В тот же день, около девяти часов вечера, на квартиру к Робеспьеру пришла молодая девушка, дочь торговца бумагой, назвавшая себя Сесилью Рено. Узнав, что Максимилиана нет дома, она стала бурно возмущаться и заявила, что общественное должностное лицо обязано принимать посетителей. Ее настойчивость, тон ее речей и все поведение показались подозрительными. Ер задержали и обыскали. Были обнаружены два ножа.

— Зачем она пришла к Робеспьеру?

— Посмотреть, как выглядит тиран.

— А какое употребление она намеревалась сделать из ножей, найденных при ней?

— Никакого.

Последний ее ответ, впрочем, противоречил всему остальному. Она не скрывала своей ненависти к республике, заявила, что одного короля предпочитает пятидесяти тысячам тиранов, и в заключение отметила, что заранее приготовилась к тому, что ее отправят в арестантский дом, а оттуда на гильотину.

Расследование дела арестованных преступников взял на себя Комитет общественной безопасности, состоявший в основном из врагов Неподкупного. Вместо того чтобы заняться разысканием действительных виновников, вложивших оружие в руки убийц, — а найти их было вовсе не трудно, и члены Комитета их хорошо знали, — делу было придано совершенно иное направление. Заметая следы и вместе с тем желая сделать Робеспьера ответственным за смерть массы людей, казненных во имя «тирана», усердные интриганы из Комитета решили превратить Сесиль Рено и Амираля в участников огромного «заговора», весьма далекого от истинных заговорщиков. С этой целью Комитет в первые же дни расследования провел десятки беспорядочных арестов, задерживая случайных людей по чисто внешним признакам. Были арестованы прежде всего отец и три брата преступницы; двое из них, служившие в армии, были специально с этой целью вызваны в Париж. Затем арестовали школьного учителя Кардинала за то, что он оскорбительно отозвался о Робеспьере; некоего Пэна д’Авуана — за то, что в начале прериаля он обедал с Амиралем; госпожу Ламартиньер, любовницу Амираля; некоего Порбефа — за то, что, когда он узнал об аресте убийцы, у него вырвалось восклицание: «Очень жаль!»; госпожу Лемуан — за то, что Порбеф говорил в ее присутствии.

Но этого было мало. «Заговору» нужно было придать иностранную окраску и связать его с «бывшими». Тут вспомнили вдруг пресловутого барона Батца и его друзей. И хотя не имелось абсолютно никаких материалов, которые указывали бы на связь дела Амираля и Сесили Рено с этим неуловимым авантюристом, тем не менее их решили объединить.

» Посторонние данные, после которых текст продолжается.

PR #679, opened 2019-10-18
Send payment update message after creating case from exception record

rkondratowicz:


rkondratowicz:
closing to start a new pipeline build

PR #712, opened 2019-10-28
Return the whole modified exception record to CCD

lgonczar:
### Change description ###

Make case creation callback endpoint return the whole modified exception record, instead of just the changed fields. This is a bug fix. Previous way resulted in overwriting the whole exception record data.

```
[ ] Yes
[x] No
```


src/main/java/uk/gov/hmcts/reform/bulkscan/orchestrator/services/ccd/callback/ProcessResult.java
```diff
@@ -11,26 +11,26 @@
  */
 public class ProcessResult {
 
-    private final Map<String, Object> modifiedFields;
+    private final Map<String, Object> exceptionRecordData;
```
lgonczar: Changing the name of this field, because now it has a different meaning.

PR #722, opened 2019-10-31
Update `jackson-databind` to be used latest from spring boot itself

doncem:
### Change description ###

Spring boot 2.2 shipped together with latest jackson. Customly bumped databind one in configs is not needed anymore

```
[ ] Yes
[x] No
```


doncem:
Merging as it is fixing OWASP and is already proven in other repositories. There is implementation clash and will raise a different PR to address it

PR #727, opened 2019-11-01
Fix/envelope case reference values

aliveni:
https://tools.hmcts.net/jira/browse/BPS-831

### Change description ###
When case reference values are not provided in the envelope, they should be set as null in the Exception Record.

```
[ ] Yes
[x] No
```


aliveni:
This pr can not be built, as the fields are not present in `aat` yet. 
Merging this pr, as this change is required to test the CCD definition on demo.

PR #733, opened 2019-11-04
Add showEnvelopeCaseReference and showEnvelopeLegacyCaseReference fields to exception record

aliveni:
https://tools.hmcts.net/jira/browse/BPS-831

### Change description ###
Added 2 new fields to exception record which are used to show/hide envelope case reference values on CCD UI.

```
[ ] Yes
[x] No
```


aliveni:
This change can't be built on AAT as the CCD definition is not updated in AAT. I'll raise a new PR once tested on demo.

В те времена, когда барон Батц еще пребывал в Париже, он держал в целях маскировки несколько квартир одновременно. Между прочим, он проживал на улице Гельвеция у некоего Русселя. Об этом узнали. Руссель, привлеченный к допросу, рассказал, что он познакомился с Батцем у актрисы Гран-Мезон, владевшей загородным домом в Шарроне, где встречались обычно сообщники Батца. Гран-Мезон была тотчас же включена в список «заговорщиков». Вместе с ней привлекли нескольких бывших аристократов: Лаваля де Монморанси, принца Рогана-Рошфора, графа де Понса, виконта де Буассанкура, отца и сына Сомбрейлей, графа Флера и других.

К этому же делу, из особых видов, притянули и семейство Сент-Амарант, арестованное еще 10 жерминаля по совершенно другому обвинению.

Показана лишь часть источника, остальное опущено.